What is Hadoop?

  • Hadoop is a new way for enterprises to store and analyze data powered by Apache.
  • A scalable fault-tolerant grid operating system for data storage and processing
  • Its scalability comes from the marriage of
  • HDFS: Self-Healing High-Bandwidth Clustered Storage
  • MapReduce: Fault-Tolerant Distributed Processing
  • Operates on unstructured and structured data
  • A large and active ecosystem (many developers and additions like HBase, Hive, Pig, …)
  • Open source under the friendly Apache License.

NoSQL Component

Announcing their entry into the big data market at the end of 2011, Oracle is taking an appliance-based approach. Their Big Data Appliance integrates Hadoop, R for analytics, a new Oracle NoSQL database, and connectors to Oracle’s database and Exadata data warehousing product line.

Oracle’s approach caters to the high-end enterprise market, and particularly leans to the rapid-deployment, high-performance end of the spectrum. It is the only vendor to include the popular R analytical language integrated with Hadoop, and to ship a NoSQL database of their own design as opposed to Hadoop HBase.

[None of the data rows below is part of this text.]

PR #1497, opened 2023-11-14
CSAF Parser: fix double ingestion

### LINKED ISSUE #1496: [ingestion/data-quality issue] CSAF VEX file creates both CertifyVEX and CertifyVuln
**Describe the bug**

Ingesting a CSAF VEX file creates both `CertifyVEXStatement` and `CertifyVuln` which duplicates the "vulnerabilities" affecting a package which looks wrong considering a CSAF VEX should be reflected exclusively in a `CertifyVEXStatement`.

**To Reproduce**

Run [`Test_csafParser` that expects both `Vex` and `CertifyVuln`](https://github.com/guacsec/guac/blob/a3301cb3e6f8d4d014b9edc4fb6ddcb0b84da05c/pkg/ingestor/parser/csaf/parser_csaf_test.go#L54) to have values

**Expected behavior**
Only a `CertifyVEXStatement` should be created

**GUAC version**
`main` branch

**Ingested document(s)**

Refer to the test data mentioned above

mrizzi:
# Description of the PR

Fixes #1496 

# PR Checklist

### DIFF
--- a/pkg/ingestor/parser/csaf/parser_csaf.go
+++ b/pkg/ingestor/parser/csaf/parser_csaf.go
@@ -274,7 +274,6 @@ func (c *csafParser) generateVexIngest(ctx context.Context, vulnInput *generated
 func (c *csafParser) GetPredicates(ctx context.Context) *assembler.IngestPredicates {
 	rv := &assembler.IngestPredicates{}
 	var vis []assembler.VexIngest
-	var cvs []assembler.CertifyVulnIngest
 
 	for _, v := range c.csaf.Vulnerabilities {
 		vuln, err := helpers.CreateVulnInput(v.CVE)
@@ -290,36 +289,10 @@ func (c *csafParser) GetPredicates(ctx context.Context) *assembler.IngestPredica
 				if vi == nil {
 					continue
 				}
-
-				if status == "known_affected" || status == "under_investigation" {
-					vulnData := generated.ScanMetadataInput{
-						TimeScanned: c.csaf.Document.Tracking.CurrentReleaseDate,
-					}
-					cv := assembler.CertifyVulnIngest{
-						Pkg:           vi.Pkg,
-						Vulnerability: vuln,
-						VulnData:      &vulnData,
-					}
-					cvs = append(cvs, cv)
-				} else if status == "known_not_affected" || status == "fixed" {
-					vulnData := generated.ScanMetadataInput{
-						TimeScanned: c.csaf.Document.Tracking.CurrentReleaseDate,
-					}
-					noVuln := generated.VulnerabilityInputSpec{
-						Type: "NoVuln",
-					}
-					cv := assembler.CertifyVulnIngest{
-						Pkg:           vi.Pkg,
-						Vulnerability: &noVuln,
-						VulnData:      &vulnData,
-					}
-					cvs = append(cvs, cv)
-				}
 				vis = append(vis, *vi)
 			}
 		}
 	}
 	rv.Vex = vis
-	rv.CertifyVuln = cvs
 	return rv
 }
--- a/pkg/ingestor/parser/csaf/parser_csaf_test.go
+++ b/pkg/ingestor/parser/csaf/parser_csaf_test.go
@@ -50,8 +50,7 @@ func Test_csafParser(t *testing.T) {
 			},
 		},
 		wantPredicates: &assembler.IngestPredicates{
-			Vex:         testdata.CsafVexIngest,
-			CertifyVuln: testdata.CsafCertifyVulnIngest,
+			Vex: testdata.CsafVexIngest,
 		},
 		wantErr: false,
 	}}


mihaimaruseac (approved):

pkg/ingestor/parser/csaf/parser_csaf.go
```diff
@@ -290,36 +289,10 @@ func (c *csafParser) GetPredicates(ctx context.Context) *assembler.IngestPredica
 				if vi == nil {
 					continue
 				}
-
-				if status == "known_affected" || status == "under_investigation" {
-					vulnData := generated.ScanMetadataInput{
-						TimeScanned: c.csaf.Document.Tracking.CurrentReleaseDate,
```
pxp928, line 296: hmm why is this causing a duplication? Is it because of the timesacnned?

mrizzi: No, it's because of the, further down, `CertifyVulnIngest` creation while only a `VexIngest` should be created.

pxp928: So this is expected. We could be in a situation where we have a VEX for a vulnerability that does not exist. That was the reason for the creation of the  `CertifyVulnIngest`. It is probably being duplicated because of the `TimeScanned` are not the same between the two. We are doing a similar thing for OpenVEX and CDX Vex.

pxp928: This is to ensure that we have a `certifyVuln` node associated with a VEX at all times. `certifyVuln` nodes can have duplicates (based on the data source they came from or from a timescanned). The certifier also takes in an input for `daysSinceLastScan` and in that case, you could have duplicates.

pxp928: Thoughts on the other maintainers? @lumjjb, @mihaimaruseac, @jeffmendoza

mrizzi: > This is to ensure that we have a `certifyVuln` node associated with a VEX at all times. `certifyVuln` nodes can have duplicates (based on the data source they came from or from a timescanned). The certifier also takes in an input for `daysSinceLastScan` and in that case, you could have duplicates.

You lost me.
We have have both `CertifyVEXStatement` and `CertifyVuln` so we haven't a `CertifyVuln` node associated with a VEX all the times.
Am I missing/misunderstanding something?

pxp928: So I am thinking about it from a query standpoint. We are looking for `CertifyVuln` nodes to determine if a package has a vulnerability. If, for whichever reason, the package has a `CertifyVEXStatement` node attached to a vulnerability and package but the same package does not have a `CertifyVuln` node, would that cause issues in the query.

pxp928: @lumjjb @jeffmendoza wanted to get your thoughts on this

jeffmendoza: A VEX statement, on its own, is a round-about assertion that the package is affected by the vuln. Creating a `CertifyVuln` in this case is appropriate. The `Justification` should clarify that it was found in a VEX statement

mrizzi: > A VEX statement, on its own, is a round-about assertion that the package is affected by the vuln. Creating a `CertifyVuln` in this case is appropriate. The `Justification` should clarify that it was found in a VEX statement

I know what you mean but in the usage we did of the VEX statement it makes the `CertifyVuln` "useless". In fact `CertifyVEXStatement` has more information than `CertifyVuln` and it doesn't just say if a package is affected but also if it's not affected, fixed or still under investigation.
So from a user perspective, the `CertifyVEXStatement` is the first thing you want to know and having also a `CertifyVuln` attached for the same vulnerability to the same package is not adding any value to the final user's knowledge.

So guac can keep the "double" ingestion but the `CertifyVuln` looks like a subset of the  `CertifyVEXStatement` information adding no real value but that doubles the "cost" of ingestion and that's the reason behind this PR.

lumjjb: My thoughts are that VEX intention is overloaded today. As a concept VEX acts as a counter assertion of CertifyVuln. However, today, folks are using it as a way to be a vulnerability disclosure report. This is a manifestation of convenience unfortunately. So VEX as a concept should not certify if something is vulnerable. VEX statements as a data format unfortunately does...

My thoughts are that it is fine to have the duplicate of verbs for now, but eventually we want to have a more proper split of the concept vs data format, alike to "Build provenance vs SLSA" and "Software composition vs SBOM"

mrizzi: Thanks a lot to everyone for the contributions.
Let me say I'm happy to close this PR because it looks like having both is fine.

PR #1507, opened 2023-11-16
Inlcuded a faster fmt

nathannaveen:
# Description of the PR

* `make fmt` takes an extremely long time so I created `fmt-local`.
* `fmt-local` doesn't break the CI.
* `fmt-local` works by only running on files that are changed.

# PR Checklist

### DIFF
--- a/Makefile
+++ b/Makefile
@@ -58,9 +58,9 @@ cover: test
 .PHONY: fmt
 fmt:
 	@echo "Testing formatting and imports"
-	test -z "$(shell find . -name '*.go' -not -path './.git/*' -not -wholename './vendor/*' -not -name '*.pb.go' -exec goimports -l -e {} \;)"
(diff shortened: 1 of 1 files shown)


Makefile
```diff
@@ -263,3 +263,10 @@ check-goreleaser-tool-check:
 # Check that all the tools are installed.
 .PHONY: check-tools
 check-tools: check-docker-tool-check check-docker-buildx-tool-check check-docker-compose-tool-check check-protoc-tool-check check-golangci-lint-tool-check check-mockgen-tool-check check-goreleaser-tool-check
+
+.PHONY: fmt-local
+fmt-local:
```
lumjjb, line 268: nit: how about fmt-diff which may be more descriptive? (since in my mind local makes me think there's a fmt for remote)

lumjjb (approved):
LGTM! Nice addition - minor nit on naming

Makefile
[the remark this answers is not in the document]
nathannaveen: I was just adding this `fmt` so that people could have the option of running a faster version. But the new `fmt` doesn’t doesn’t break anything so it should be fine if I replaced the old `fmt` with the new one.

I have replaced the old `fmt` with the new `fmt`.

nathannaveen: I have replaced the old `fmt` with the new `fmt` because of https://github.com/guacsec/guac/pull/1507#discussion_r1418968856. So the name won't be `fmt-local` or `fmt-diff`, and will just be `fmt`.

pxp928 (approved):

PR #1511, opened 2023-11-18
Feature/1116 arango noun mutation update to return only IDs

pxp928:
# Description of the PR

Update arango (and ENT vulnerability and Package) to return IDs for mutation. Updated package, source and vulnerability to return flat struct of IDs

# PR Checklist


pxp928:
Working on fixing up the tests here.

pkg/assembler/backends/ent/backend/scorecard_test.go
```diff
@@ -490,35 +490,36 @@ func (s *Suite) TestIngestScorecards() {
...
-				{
-					Source: s1out,
-					Scorecard: &model.Scorecard{
-						Checks: []*model.ScorecardCheck{},
-						Origin: "test origin",
-					},
-				},
-			},
-		},
+		// TODO: Determine why this test fails?
```
pxp928, line 493: @mrizzi I am not sure why this test fails. Can you take a look and I can fix it up.

mihaimaruseac (approved):

jeffmendoza (approved):
For pkg/src/vuln don't we still want to update the backends to return the id struct and remove the helpers from the resolvers that pull the ids out?

pxp928:
> For pkg/src/vuln don't we still want to update the backends to return the id struct and remove the helpers from the resolvers that pull the ids out?

yes but this broke the e2e so that is the reason why I left it. (until we update key/value inmem)

PR #16, opened 2026-04-09
Fix #15: Add missing /sockets volume mount to deployments

### LINKED ISSUE #15: Bug/Fix: Missing /sockets volume mapping in deployments/arc_execution.yaml causes IPC endpoint error
When spinning up the full node using the provided docker-compose -f arc_execution.yaml -f arc_consensus.yaml up -d, the arc_execution engine crashes and fails to connect to the consensus layer.

The Error:
Error: failed to listen on ipc endpoint '/sockets/reth.ipc': No such file or directory

Image

The Fix I Applied Locally:
The volumes section in deployments/arc_execution.yaml is missing the mount for the sockets directory. I manually patched it by adding:
- ./sockets:/sockets

After creating the directory and adding this line, both engines booted and synced perfectly. Thought you guys should know so you can patch the repo!

Image

Savage890:
Fixes #15

## Problem

When running the node with `docker-compose -f arc_execution.yaml -f arc_consensus.yaml up -d`, the execution engine crashes on startup:

\`\`\`
Error: failed to listen on ipc endpoint '/sockets/reth.ipc': No such file or directory
\`\`\`

The command section already references `--ipcpath=/sockets/reth.ipc` and `--auth-ipc.path=/sockets/auth.ipc`, but there's no corresponding volume mount for `/sockets` in the compose file so the directory doesn't exist inside the container.

## Fix

Added `./sockets:/sockets` to the volumes section of the `arc_execution` service.

## Testing

After adding the mount and creating the local `sockets/` directory, both `arc_execution` and `arc_consensus` containers boot and sync correctly.

### DIFF
--- a/deployments/arc_execution.yaml
+++ b/deployments/arc_execution.yaml
@@ -27,7 +27,7 @@ services:
     volumes:
       - ../assets/localdev:/app/assets
       - ./entrypoint_arc_execution.sh:/usr/local/bin/entrypoint.sh
-            - ./sockets:/sockets
+      - ./sockets:/sockets
     extra_hosts:
       - host.docker.internal:host-gateway
     ports:
--- a/deployments/arc_execution.yaml
+++ b/deployments/arc_execution.yaml
@@ -27,6 +27,7 @@ services:
     volumes:
       - ../assets/localdev:/app/assets
       - ./entrypoint_arc_execution.sh:/usr/local/bin/entrypoint.sh
+            - ./sockets:/sockets
     extra_hosts:
       - host.docker.internal:host-gateway
     ports:


deployments/arc_execution.yaml
```diff
@@ -27,6 +27,7 @@ services:
     volumes:
       - ../assets/localdev:/app/assets
       - ./entrypoint_arc_execution.sh:/usr/local/bin/entrypoint.sh
+            - ./sockets:/sockets
```
ZhiyuCircle: nit: could you fix indentation

ZhiyuCircle (approved):

PR #22, opened 2026-04-10
Add missing frontend.env for Blockscout local testnet

Adeyemir:
## Summary

`deployments/blockscout.yaml` declares an `env_file` dependency on
`deployments/monitoring/config-blockscout/frontend/frontend.env`, but
that file is not present in the repo. As a result, a fresh clone
running `make testnet` brings up every service except
`blockscout-frontend`, which crash loops on boot with:

```
NEXT_PUBLIC_APP_HOST is a required field
NEXT_PUBLIC_NETWORK_NAME is a required field
NEXT_PUBLIC_NETWORK_ID is a required field
NEXT_PUBLIC_API_HOST is a required field
```

The nginx proxy then returns 502 on http://localhost, so the explorer
is unreachable, even though Reth and Malachite are producing blocks
normally.

The sibling `backend.env` in the same directory is committed, there
is no `.example` / `.sample` / `.template` for `frontend.env` in the
tree, no documentation referencing it, and no `.gitignore` rule
excluding it. Based on that, I assumed the file was meant to ship
with the repo and put this PR together. If it was intentionally left
out and users are supposed to author their own, happy to close this
and send a docs patch instead.

## Change

Adds a minimal working `frontend.env` with values aligned to the
localdev chain and the compose topology:

- `NEXT_PUBLIC_NETWORK_ID=1337` (matches `backend.env` and genesis)
- `NEXT_PUBLIC_NETWORK_CURRENCY_*` set to ETH / 18
- `NEXT_PUBLIC_APP_*` and `NEXT_PUBLIC_API_*` pointed at `localhost:80`,
  which is where the blockscout proxy is exposed by
  `deployments/blockscout.yaml`
- Ad providers set to `none`, identicon type `jazzicon`, homepage
  charts limited to `daily_txs`

Happy to rename any of these values if the team prefers a different
network name or branding for localdev.

## Test plan

- [x] Fresh clone, `make testnet` from a cold cache
- [x] All validators plus full node up, block height advancing
- [x] `docker ps` shows `frontend` in `Up` state (not restarting)
- [x] `curl -sI http://localhost` returns `HTTP/1.1 200 OK`
- [x] Blockscout UI loads in a browser and shows live blocks under
      "Arc Localdev explorer"


ZhiyuCircle:
Thanks for contribution, we identified this issue and fixed in this PR https://github.com/circlefin/arc-node/pull/19

Adeyemir:
Thanks @ZhiyuCircle, I missed #19 before opening this. Closing in favor of yours. Glad the fix landed.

Rather than developing their own Hadoop distribution, Oracle have partnered with Cloudera for Hadoop support, which brings them a mature and established Hadoop solution. Database connectors again promote the integration of structured Oracle data with the unstructured data stored in Hadoop HDFS.

Oracle’s NoSQL Database is a scalable key-value database, built on the Berkeley DB technology. In that, Oracle owes double gratitude to Cloudera CEO Mike Olson, as he was previously the CEO of Sleepycat, the creators of Berkeley DB. Oracle are positioning their NoSQL database as a means of acquiring big data prior to analysis.

The Oracle R Enterprise product offers direct integration into the Oracle database, as well as Hadoop, enabling R scripts to run on data without having to round-trip it out of the data stores.